The 2008 ITAIS academic session covered a broad range of information from a diverse group of presenters.  April Ginter, from Purdue University, discussed “Temporal Measures of Fluency as Indices of Oral English Proficiency” Keiko Samimy and Soonyang Kim presented on their “ITA Enhancement Grant Project: Oral Proficiency Focused Graduate Seminar” and Keith Otto talked about the changes in his program at the University at Buffalo, particularly with regard to the way students are evaluated and receive feedback.

First of all, April Ginter described a study they conducted at Purdue to examine the relationship between components of fluency and test performance.  The results are of interest to ITA professionals.  Using their in-house test, the OEPT, the presenter looked at characteristics of temporal measures of fluency and how they correlate with OEPT scores.  She underlined the complexity of evaluating fluency and its multiple definitions.  Does it mean communicative competence or effortless and efficient delivery?  Ginter argued that we need to overcome holistic views of fluency in order to make the variables more explicit and easier to evaluate.  She found that response time does not correlate with OEPT scores. At the lower levels, students tend to talk too much and repeat themselves without moving the story forward.  Their perceived fluency really has no effect on the quality of the English produced.  By looking at a measure called mean syllables per run (the number of syllable between pauses) they found that a successful speaker does not necessarily speak rapidly, with few pauses.  Ginter concluded by arguing that successful performance is best considered on multiple sub-levels: fluency should not be associated with narrow, temporal variables, but with more complex features of language.

Next, the session shifted to Samimy and Kim’s project, an oral proficiency focused graduate seminar that they created for non-native speaking students in the College of Education at Ohio State University. Their primary interest was in confidence building, and the question of whether the course activities helped students develop their confidence as non-native speaking teachers.  They found that students in the course improved their English language ability, but perhaps even more importantly, they became aware of language anxiety and empathized with classmates experiencing similar challenges.  Ultimately, the participants did build confidence because they learned about language ideology and how to deal with discrimination and criticism related to their language ability. The presenters concluded by pointing out the need to create more courses for non-native speaking teachers and suggested some strategies for established such courses.
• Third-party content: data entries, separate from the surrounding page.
PR #2842, opened 2025-06-30
feat(av-moderation) add support for moderating desktop tracks

damencho:


service/RTC/MediaType.ts
```diff
@@ -10,6 +10,11 @@ export enum MediaType {
      */
     AUDIO = 'audio',
 
+    /**
+     * The desktop video type.
+     */
+    DESKTOP = 'desktop',
```
saghul, line 16: @damencho In the end I added this because of ChatRoom's `muteParticipant`.

WDYT is best here? Remote mute is not quite part of AVM, but it kinda is, so I could revert the change and change the type we are passing to that function.

JitsiConferenceEventManager.js
```diff
@@ -105,6 +105,30 @@ export default class JitsiConferenceEventManager {
             }
         );
 
+        chatRoom.addListener(XMPPEvents.DESKTOP_MUTED_BY_FOCUS,
```
saghul, line 108: @jallamsetty1 Can you please have a glance over the desktop mute code?

service/RTC/MediaType.ts
damencho: I can drop my change about the new type and we can go with this ...

modules/RTC/RTC.js
```diff
@@ -559,6 +559,25 @@ export default class RTC extends Listenable {
...
+    * @param value The mute value.
+    * @returns {Promise}
+    */
+    setDesktopMute(value) {
+        const mutePromises = [];
+
+        this.getLocalTracks(MediaType.DESKTOP)
+            .forEach(videoTrack => {
+                // this is a Promise
+                mutePromises.push(value ? videoTrack.mute() : videoTrack.unmute());
```
jallamsetty1: I see that you haven't used `setDesktopMute` yet to unmute the track. This won't work for desktop tracks. On mute, desktop tracks are removed from RTCPeerConnection but not from TPC. So they need to be replaced with the new desktop stream on unmute.

jallamsetty1: For this to work, we need to change the _setMuted impl for JitsiLocalTrack. We can never force unmute desktop share so we shouldn't allow it here. WDYT?

saghul: Good eye! Upon closer inspection we _only_ use this family of functions to muting, never for unmuting. So I removed the parameter to make it clear and avoid footguns.

modules/RTC/RTC.js
```diff
@@ -542,16 +541,33 @@ export default class RTC extends Listenable {
...
+    }
+
+    /**
+    * Set mute for all local desktop video streams attached to the conference.
+    * @returns {Promise}
+    */
+    setDesktopMute() {
+        const mutePromises = [];
+
+        this.getLocalTracks(MediaType.DESKTOP)
```
jallamsetty1: I just remembered that the screen share tracks have their type set to `video`, `videoType` is the one that  distinguishes them from camera tracks. So this would always return an empty array.

Also, do we want `setVideoMute` to mute only camera tracks and not the desktop tracks? If so, `setVideoMute` also needs to be modified.

saghul: I'll give it a test, good point!

saghul: Updated, PTAL!

jallamsetty1: LGTM

PR #2845, opened 2025-07-02
fix(TPC) Enable L1T3 for p2p streams

jallamsetty1:
This should make p2p video more resilient to packet loss.


saghul:
How does this help? It it because it adds the tempral layers so fps can be throttled in case of bad bw?

jallamsetty1:
> How does this help? It it because it adds the tempral layers so fps can be throttled in case of bad bw?

Yes exactly!

fippo:
https://www.youtube.com/watch?v=Zwjjb9Cx3ZA has aged nicely. One of the advantages is that you don't have to recover lost frames on the higher temporal layers, you just drop them.

PR #2851, opened 2025-07-20
Migrate `modules\connectivity\ConnectionQuality.js`

naman9271:


jallamsetty1:
Jenkins test this please.

modules/connectivity/ConnectionQuality.ts
```diff
@@ -84,20 +87,65 @@ function rampUp(millisSinceStart) {
...
+    };
+    serverRegion?: string;
+}
+
+export interface IConnectionQualityOptions {
+    config: {
+        disableLocalStats: boolean;
+        disableLocalStatsBroadcast: boolean;
+        pcStatsInterval: number;
+        startBitrate: number;
```
jallamsetty1: This is no longer being set in the config.js, this can be dropped from here.

jallamsetty1: Also, pls drop these lines as well - https://github.com/jitsi/lib-jitsi-meet/blob/master/modules/connectivity/ConnectionQuality.js#L145

modules/connectivity/ConnectionQuality.ts
```diff
@@ -84,20 +87,65 @@ function rampUp(millisSinceStart) {
...
+    };
+}
+
+export interface IRemoteStatsData {
```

Finally, Keith Otto moved on to discuss his initiative to move from teacher-centered feedback to student self-assessment for ITAs. He described his frustration with the limited feedback that students sometimes get, as well as their inability to internalize and act upon the feedback.  He also discussed students’ tendency to focus on language weaknesses instead of teaching skills, and emphasized the struggles that native speakers have as well.  He concluded by offering some strategies for how to help students focus on their individual linguistic and pedagogical priorities and make the most of their time in an ITA course.  Useful tips included focusing more on peer assessment to reduce the role of the teacher as expert, and getting students to plan a quiz question for their microteaching so that they could better gauge how well participants understood their presentation of the material. 

Overall, the Academic Session brought together a range of information, from fluency assessment, to course development, to teacher and student evaluation of student performance.  We look forward to next year’s Academic session!


Talking the Talk: Professional Fluency for ITAs

Rebecca Oreto, Intercultural Communication Center, Carnegie Mellon University, rrebholz@andrew.cmu.edu

ITAs spend many hours developing the fluency needed for teaching, but they seldom have sufficient opportunities to develop other kinds of professional fluency. For example, they often lack the ability to talk about their fields as professionals: to simplify their complex research work, to discuss the background and reasoning behind their research or general research trends in their field, or to engage in small talk with other researchers and academics.

As part of the training for ITAs at Carnegie Mellon, the Intercultural Communication Center (ICC) has developed three 2-hour workshops that address the cultural and linguistic fluency needed to handle the above tasks. These workshops, Elevator Talk, Hallway Talk, and Small Talk, each address this professional fluency from a different perspective, looking at both linguistic and cultural aspects of the issue.

Elevator Talk: Developing the Skills to Talk With a Broad Audience
Elevator Talk focuses on the need to make research topics and projects understandable for the layperson so the basic goals and applications of the research can easily be grasped during a quick conversation (e.g., a conversation in an elevator at a conference, thus the term elevator talk). The students who come to this workshop often give unclear or confusing answers when asked about their research or work. They may give very detailed information about projects but no general overview or background for the work, so it is hard for a person outside of the field to follow. Elevator Talk addresses this problem.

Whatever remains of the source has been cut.